Whenever a line in the entries below contains the string "master", copy that line.

[DATA FOR PROCESSING]
· · · · · · ·

PR #9630, opened 2023-04-10
Preserve `non-empty-string` type when combining literal and numeric strings

### LINKED ISSUE #8787: `numeric-string` in return statement is not always considered as `non-empty-string`
Hey there,

I would expect that this is valid.
https://psalm.dev/r/f3c31d26b4

I played a bit and it seems that `numeric-string` is internally considered as `non-empty-string` in some cases.

Works: https://psalm.dev/r/0b89d54eda
Does not work: https://psalm.dev/r/9af2a31713
But this works: https://psalm.dev/r/d2c8893799

So it seems that somewhere is an inconsistency for `numeric-string` being interpreted as `non-empty-string`.
Any ideas where to tackle this?

boesing:
Fixes #8787


orklah:
Thanks!

PR #9632, opened 2023-04-10
Fix various db callmaps

othercorey:
Not sure if we should ignore oci callmaps. I'm not setup to test them and not sure if the subs are reflectable.


orklah:
Thanks! Ignoring oci is fine, if someone is interested, they'll contribute and remove it from the ignore list :)

Issue #4193, opened 2020-09-16
[Question] How to annotate "insert element" operation on object-like array


doggor:
I have a function that accept an object-like array and insert a new element into it. The keys of the input array are varied, and the name of inserted key and type of the inserted value are known. So the type of the output should be intersection of something like `TemplateOfTheObjectLikeArray & array{'known': string}`.

https://psalm.dev/r/ef60918b5a

I found a similar issue https://github.com/vimeo/psalm/issues/3339 that describes a more general situation, but don't know if there is a solution for this case.

weirdan:
At least the message is wrong, as `TKeyedArray` is what previously was called object-like array.

doggor:
> At least the message is wrong, as `TKeyedArray` is what previously was called object-like array.

Message updated for readability.

weirdan:
I was referring to the
> ERROR: InvalidDocblock - 10:1 - Intersection types must be all objects or all **object-like arrays**, **Psalm\Type\Atomic\TKeyedArray** provided in docblock for addBar

It's self-contradicting, as `TKeyedArray` is object-like array.

orklah:
The message was changed, so this is no longer a bug, rather a enhancement

PR #9638, opened 2023-04-11
Allow to intersect type alias with non-type-aliases

boesing:


boesing:
hm, @orklah @weirdan I've modified the code so that the `TTypeAlias` is now resolved early on. Due to that, the intersections in the `TTypeAlias` are not used anymore and thus psalm detects that as unused code.
Any suggestions on how to proceed?

orklah:
Suppress the error and add an @deprecated tag explaining this will be removed in Psalm 6 :)

boesing:
I am unsure if merging all keyed arrays into one dedicated one is a good solution, any feedback on this?

Is it necessary to provide the information that the keyed array consists of 1 or more array shapes and how their shapes were before getting merged?

boesing:
Circle CI real projects check might need some love, phpunit has deprecated methods.

orklah:
Seems good!

Yeah, CircleCI is pretty fragile and can break when there are changes upstream (which is often!). I need to look into it when I find some time!

orklah:
Note: I wouldn't have expected that error on the snippet shown in https://github.com/vimeo/psalm/issues/4193

boesing:
Created a fix for #4193 in #9667

PR #9646, opened 2023-04-12
fix: add missing constructor parameter to IteratorIterator

SenseException:
The second parameter exist since PHP 5.1 and wasn't present in the docs before. Even reflection wasn't showing this parameter until 8.0.

I was wondering about the reason for the existence of this parameter and with the help of @choult and [an old blog post](https://blog.ircmaxell.com/2011/10/iteratoriterator-php-inconsistencies.html) the reason for the `$class` parameter was made clear.


orklah:
Thanks!

PR #9647, opened 2023-04-12
Flatten `match` arm conditions to check conditions independently

### LINKED ISSUE #9633: ArgumentTypeCoercion with multiple conditional expressions in `match`
Should be no error here:

https://psalm.dev/r/e6cd62e225

tuqqu:
Flatten match statement arms to one condition per arm to check conditions independently.

Fixes #9633


orklah:
Thanks!

PR #9655, opened 2023-04-14
Provide support for templated `value-of` enum values

### LINKED ISSUE #9145: `value-of<MyEnum>` does not work when used as template param in `use` statement
Hey there, 

I wanted to implement a trait which provides a `values` method to `BackedEnum` implementations without our project.

https://psalm.dev/r/86d5f5d471

But sadly, it is not possible to provide `value-of<self>` within a `use` annotation. 
Am I missing something or is that a bug?
If the latter, having a point to start would be awesome and I might find some time to fix it.

boesing:
Fixes #9145


orklah:
Thanks!

PR #9656, opened 2023-04-15
(re-)implement object-shape assertions

### LINKED ISSUE #8981: Object shapes in assertions do not work anymore
Hey there,

I've recently upgrade psalm to v5 in another project where we use object shapes to determine properties from `json_decode` objects. So we have an assertion method which then should tell psalm that there are properties with specific types.

This does not properly seem to work, at least in my example here:
https://psalm.dev/r/eb1bed0bf9

Is that something which is related to psalm v5 or am I oversee something?

boesing:
Fixes #8981


orklah:
Thanks a lot for your PRs! This is great!

PR #9658, opened 2023-04-15
Fix list<T> template replacement

klimick:
Currently `T` from `list<T>` incorrectly replaces from literal lists: https://psalm.dev/r/310b315ccc
Psalm infers `list<1>` instead `list<1|2|3>`. i.e. it takes first literal type and drops rest.
This PR fixes it.


orklah:
Thanks!

PR #9921, opened 2023-06-17
set type of  __LINE__ to positive int

robchett:
Also adds the helper `Type::getIntRange($min, $max);`

### DIFF
--- a/tests/ConstantTest.php
+++ b/tests/ConstantTest.php
@@ -122,7 +122,7 @@ class ConstantTest extends TestCase
                     $a = __LINE__;
                     $b = __file__;',
                 'assertions' => [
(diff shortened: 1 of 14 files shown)


tests/ConstantTest.php
```diff
@@ -122,7 +122,7 @@ function defineConstant() {
                     $a = __LINE__;
                     $b = __file__;',
                 'assertions' => [
-                    '$a' => 'int',
+                    '$a' => 'positive-int',
```
orklah, line 125: you'll have to use `int<1, max>` here. positive-int is only used as a read alias, it's not a type Psalm can output

orklah:
Thanks!

Issue #9894, opened 2023-06-11
Wrong TypeDoesNotContainNull determination


chriskapp:
Hi, I have found also another case where Psalm thinks that in the example the `$existing` variable does not contain `null` s.

https://psalm.dev/r/74b5ec5ba5

But it could be `null` in case `$foo` is `1` and `$bar` is `null`. It looks like Psalm does not recognize the `elseif` and thinks that there is a standalone `if` which would indeed remove the `null` type.

Maybe this is also related to #7099

chriskapp:
If the `elseif` block is moved into a separate `if` inside an `else` it works like expected s.
https://psalm.dev/r/d274855806

theodorejb:
Is this issue still relevant? It looks like it was fixed.

weirdan:
I believe this is fixed in #9922

PR #9922, opened 2023-06-17
Don't update types of the outer scope when in an elseif conditional

robchett:
This feels extreme for https://github.com/vimeo/psalm/issues/9894 but I'm struggling to come up with a situation where the condition in an elseif can safely modify the outer scope unless the `elseif` could actually just be an `if` (the if branch was an early return).

### DIFF
--- a/src/Psalm/Internal/Analyzer/Statements/Block/IfElse/ElseIfAnalyzer.php
+++ b/src/Psalm/Internal/Analyzer/Statements/Block/IfElse/ElseIfAnalyzer.php
@@ -358,16 +358,6 @@ class ElseIfAnalyzer
                         $elseif_context->inside_loop,
                         new CodeLocation($statements_analyzer->getSource(), $elseif, $outer_context->include_location),
                     );
-
-                $updated_vars = [];
-
-                $outer_context->update(
-                    $elseif_context,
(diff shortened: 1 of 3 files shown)


orklah:
Could you investigate the CI failure in Shepherd?

The fact that the only failure is in a test that is unrelated to if/else is both concerning and encouraging. Concerning because you'd expect that kind of feature to be covered by at least one test, but if it's not, it may means it's useless !

robchett:
Looks like the Shepard failure is surfacing an error as the result of the bug fix

``` 
            $classNameEnd = strpos($function, '::');
            if ($classNameEnd !== false) {
                $className = substr($function, 0, $classNameEnd);
                if (!class_exists($className, false)) {
                    continue;
                }
            } elseif (!function_exists($function)) {
                continue;
            }

            yield "$function: " . json_encode($entry) => [$function, $entry];
```
The `if` doesn't verify that $function is a callable-string, and I'm not convinced they are callable-strings as the methods are not all static. 
The usages of this method don't appear to require callable-strings anyway so I've corrected the return to simply `string`

orklah:
Let's keep that one in mind, it's rare that removing code just works, but given we have no tests, any feedback will have the advantage of giving a useful test case

PR #9924, opened 2023-06-18
make compressor configurable v2

kkmuffme:
Fix https://github.com/vimeo/psalm/issues/9905
Suppress throws for igbinary_unserialize like it was done for @unserialize

Cherry picked from https://github.com/vimeo/psalm/pull/9914

PR #9925, opened 2023-06-18
add back invalid cache reporting

kkmuffme:
which was removed in #9889 - now we won't report for every error but if there are at least 10 errors (chosen arbitrarily)

Cherry picked from https://github.com/vimeo/psalm/pull/9914

### DIFF
--- a/src/Psalm/Internal/Cache.php
+++ b/src/Psalm/Internal/Cache.php
@@ -29,6 +29,8 @@ class Cache
 
     public bool $use_igbinary;
 
+    protected int $error_count = 0;
+
     public function __construct(Config $config)
     {
         $this->config = $config;
@@ -63,7 +65,7 @@ class Cache
 
         // invalid cache data
         if ($inflated === false) {
-            $this->deleteItem($path);
+            $this->handleInvalidCache($path);
 
             return null;
         }
@@ -77,12 +79,28 @@ class Cache
         }
 
         if ($unserialized === false) {
-            $this->deleteItem($path);
+            $this->handleInvalidCache($path);
 
             return null;
         }
 
         return $unserialized;
+    }
+
+    protected function handleInvalidCache(string $path): void
+    {
+        $this->deleteItem($path);
+
+        $this->error_count++;
+
+        // if 10 previous items were invalid, abort since the cache is invalid and inform the user
+        // we don't report it to the user immediately, since it can happen that a few files get corrupted somehow
+        // however the impact on performance is minimal, therefore we ignore it
+        if ($this->error_count > 10) {
+            throw new RuntimeException(
+                'The cache data is corrupted. Please delete the cache directory and run Psalm again',
+            );
+        }
     }
 
     public function deleteItem(string $path): void


ro0NL:
IMHO cache should be disposable

ygottschalk:
> I think it's a bad idea that some cache errors are ignored while many (most?) are not.

`if ($this->error_count > 10)`

Why then ignore 10 more errors...?


After reading through the discussion in the original PR, I felt like there are four things important for the ppl discussing (in no particular order):
1. User should be informed about issues with cache
2. Cache should be disposable
3. Handling of cache errors should be consistent
4. Cache should be self-healing / repairing

(Not sure if I do understand 'disposable' in this context correctly, but I assume it is smth along the lines of 'if not there / corrupted do not fail execution')

I 100% agree with 1 and 4.
For 1 IMO:
- Emit an information that cache is not found / corrupted or has self-repaired itself when `--debug` or `--verbose` given, else just be silent.

ro0NL:
so it was intendted to be disposable, and this pr reverts that? why not focus on fixing the remaning cases here? instead of saying others should do it.

> (Not sure if I do understand 'disposable' in this context correctly, but I assume it is smth along the lines of 'if not there / corrupted do not fail execution')

@ygottschalk yes, and it's a core semantic of cache IMHO

@kkmuffme sorry if i annoy you :pleading_face: im just invested in psalm/GHA and cache :)

dkarlovi:
The intent of #9889 was to make the cache not absurdly large and, while doing so, a sizeable refactor was required and #8679 was fixed in the refactor. The intent of the latter was to uniformly make it forgiving / self healing and that might have been missed in some specific cases which you've noticed.

The direction here should be to fix those remaining inconsistencies, not to undo the #8679 fix. @orklah made a good call to separate these two discussions in #9914 because now the intent of this PR is more clearly visible and I can say :-1: on it without dismissing the compression configuration I had no issues with.

ygottschalk:
> This PR is not to discuss about ....

Sorry for making this a discussion....

> I wouldn't necessarily report only when --debug is set, but generally report these (in stderr?), as otherwise you might not be aware that there is an issue with cache at all.

My thoughts were focused around a clean output but having the option to investigate when someone notices a problem. My vote would go to having the issues hidden unless `--debug` / `--verbose` is set, but I am fine with the other option, too. Was just worried that every time I change some files I get like 1,000 warnings about 'Cache miss file xyz.php. Generating cache.' or even worse in case of a first run getting warnings about every file in the project. That is something we should avoid...

But while we are at adding some warnings: I would like to have some warnings to show up (not errors failing execution and in this case show them always regardless of `--debug` / `--verbose`) for the cases where config says 'use compressor lz4 / gzip' but the required extensions / functions are not present in the environment. Same for 'serilizer = igbinary' and no `ext-igbinary` present. I would expect changes to be made here: https://github.com/vimeo/psalm/pull/9924/files#diff-8d07f6a86af4900069be3c80774a29e2e7e2ffaffe434c781ba95de859cf874dR1192-R1207

dkarlovi:
I agree output shouldn't be swamped with cache-related output by default, they're transitive and should be there only if I requested them. Focus of Psalm is not to debug its cache, it's to warn the user about errors in their code.

Having Psalm spew out what's basically infrastructural notifications in the same stream actual error messages which the user is actually interested in (which is exactly the reason why they're using it to begin with) is like you're working as maintenance in a hotel and then run around yelling at guests a lightbulb in lobby #2 burnt out. They don't care, it's not why they're here, you should care because that's your job, fix it and move on.

orklah:
My two cents on that:
- If I have to choose between two solutions, I prefer having a cache that doesn't crash Psalm when unavailable
- However, it should be consistent and be applied everywhere
- I can understand why @kkmuffme would not want to work on a feature he doesn't agree with
- I can perfectly understand @dkarlovi not having time to work on it right now

So, while it's not my first preference, I'd be inclined to merge this, unless someone tells me he wants to work on the opposite direction.

It's fine, we can always change it later if it still an itch we want to scratch, but at least in the meantime, it will be consistent

Any disagreement?

orklah:
Yeah, more than current master but not more than the last release if I understood correctly. And cache corruption doesn't happen in the wild that often so it doesn't seem that big a deal for now

orklah:
yeah, that's what I was saying, your PR was not yet released so it would make no difference with the current stable release.

As I said above, I'm okay with reducing errors, but only if we're consistent

dkarlovi:
But this PR doesn't increase consistency. 🤔

It's up to you, if you merge here, make sure to reopen the issue about failing cache reads crashing Psalm because this PR re-breaks that.

orklah:
@kkmuffme just for clarity, could you put here examples of where a corrupted cache will make Psalm crash on current master?

ro0NL:
Here, take this.

```
Uncaught TypeError: Psalm\Internal\Analyzer\StatementsAnalyzer::analyzeStatement(): Argument #2 ($stmt) must be of type _HumbugBox0d94293eab9c\PhpParser\Node\Stmt, __PHP_Incomplete_Class given, called in phar:///usr/local/etc/tools/vendor/psalm/phar/psalm.phar/src/Psalm/Internal/Analyzer/StatementsAnalyzer.php on line 167 and defined in phar:///usr/local/etc/tools/vendor/psalm/phar/psalm.phar/src/Psalm/Internal/Analyzer/StatementsAnalyzer.php:246
Stack trace:
#0 phar:///usr/local/etc/tools/vendor/psalm/phar/psalm.phar/src/Psalm/Internal/Analyzer/StatementsAnalyzer.php(167): Psalm\Internal\Analyzer\StatementsAnalyzer::analyzeStatement(Object(Psalm\Internal\Analyzer\StatementsAnalyzer), Object(__PHP_Incomplete_Class), Object(Psalm\Context), NULL)
#1 phar:///usr/local/etc/tools/vendor/psalm/phar/psalm.phar/src/Psalm/Internal/Analyzer/FileAnalyzer.php(140): Psalm\Internal\Analyzer\StatementsAnalyzer->analyze(Array, Object(Psalm\Context), NULL, true)
#2 phar:///usr/local/etc/tools/vendor/psalm/phar/psalm.phar/src/Psalm/Internal/Codebase/Analyzer.php(1088): Psalm\Internal\Analyzer\FileAnalyzer->analyze()
#3 phar:///usr/local/etc/tools/vendor/psalm/phar/psalm.phar/src/Psalm/Internal/Codebase/Analyzer.php(379): Psalm\Internal\Codebase\Analyzer->analysisWorker(0, '/app/bin/consol...')
#4 phar:///usr/local/etc/tools/vendor/psalm/phar/psalm.phar/src/Psalm/Internal/Codebase/Analyzer.php(222): Psalm\Internal\Codebase\Analyzer->doAnalysis(Object(Psalm\Internal\Analyzer\ProjectAnalyzer), 1)
#5 phar:///usr/local/etc/tools/vendor/psalm/phar/psalm.phar/src/Psalm/Internal/Analyzer/ProjectAnalyzer.php(375): Psalm\Internal\Codebase\Analyzer->analyzeFiles(Object(Psalm\Internal\Analyzer\ProjectAnalyzer), 1, false, true)
#6 phar:///usr/local/etc/tools/vendor/psalm/phar/psalm.phar/src/Psalm/Internal/Cli/Psalm.php(272): Psalm\Internal\Analyzer\ProjectAnalyzer->check('/app/', false)
#7 phar:///usr/local/etc/tools/vendor/psalm/phar/psalm.phar/psalm(7): Psalm\Internal\Cli\Psalm::run(Array)
#8 /usr/local/etc/tools/vendor/psalm/phar/psalm.phar(14): require('phar:///usr/loc...')
#9 /usr/local/etc/tools/vendor/bin/psalm(120): include('/usr/local/etc/...')
#10 {main}
(Psalm 5.12.0@f90118cdeacd0088e7215e64c0c99ceca819e176 crashed due to an uncaught Throwable)
```

It was caused by swapping src to phar, and solved by wiping previous cache :roll_eyes: aka manual labor.

ygottschalk:
I do not have a lot of time but I put #9932 out there.

It is just a small starting point, but I think that is the direction to go.

Can fix (if wanted) the case given here https://github.com/vimeo/psalm/pull/9925#issuecomment-1598363798, just leave some feedback  or a👍 on the relevant comment in PR.

Would be nice if someone can confirm I did not miss anything relevant....

PR #9929, opened 2023-06-19
improve perfs for switch by not creating reverse assertions against constants

### LINKED ISSUE #9926: Hanging when using a big case statement of constants in a foreach $key => $value
When looping over an array using `foreach ($array as $key => $value)` with a large case statement of constants it seems to hang for a long time. Might be something related to #6741 or maybe not but it was the closest issue I could find to this.

It works fine for scalar values like strings, break the number of cases up into smaller blocks and also works if you're looping over values using `foreach ($array as $value)` but not in this case. 

I have a reproduction case: https://psalm.dev/r/4d3d94a149

orklah:
Fix #9926

this reformats things for symetry and clarity but the relevant part of this is
`$other_var_name[0] === '$' //don't try to assert on constant or other, it's too perf consuming`

A few years ago, I added a feature in Psalm that ensures that `$a == $b` asserts that `$a` is the same type as `$b` (as it was before) but also asserts that `$b` is the same type of `$a` (it's a bit more complicated than that because Psalm choose `$a` and `$b` not only by position)

The thing is, switch in Psalm are transformed into giants balls of OR conditions that create an exponential list of Clauses to be asserted. This PR ensure that we don't create the reverse assertion when we don't have a variable. This will probably make some pieces of code less inferable but it turns the example of #9926 from 30 seconds or so to less than 2 seconds.

### DIFF
--- a/src/Psalm/Internal/Analyzer/Statements/Expression/AssertionFinder.php
+++ b/src/Psalm/Internal/Analyzer/Statements/Expression/AssertionFinder.php
@@ -3475,56 +3475,53 @@ class AssertionFinder
             throw new UnexpectedValueException('$typed_value_position value');
         }
 
-        if ($var_name && $var_type) {
-            $identical = $conditional instanceof PhpParser\Node\Expr\BinaryOp\Identical
-                || ($other_type
-                    && (($var_type->isString(true) && $other_type->isString(true))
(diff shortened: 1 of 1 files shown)


orklah:
CI failure is a new issue found by Psalm on Psl (one of the match branch is already handled above). Possibly because match now generate less Clauses and so it gets analyzed completely and it let Psalm find the issue

PR #9931, opened 2023-06-19
Invalidate cached methods when referenced files are deleted

tscni:
There's currently no invalidation mechanism for methods referencing another file (e.g. by using a symbol from it),
Example:
1. File `A.php` with method `A::do()` has an argument of type `B`, which is a class defined in file `B.php`
2. Psalm runs and caches
3. File `B.php` is deleted
4. Psalm runs and doesn't report an issue


orklah:
Thanks!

· · · · · · ·

[COMPLETED TASK]
Yeah, more than current master but not more than the last release if I understood correctly. And cache corruption doesn't happen in the wild that often so it doesn't seem that big a deal for now
@kkmuffme just for clarity, could you put here examples of where a corrupted cache will make Psalm crash on current master?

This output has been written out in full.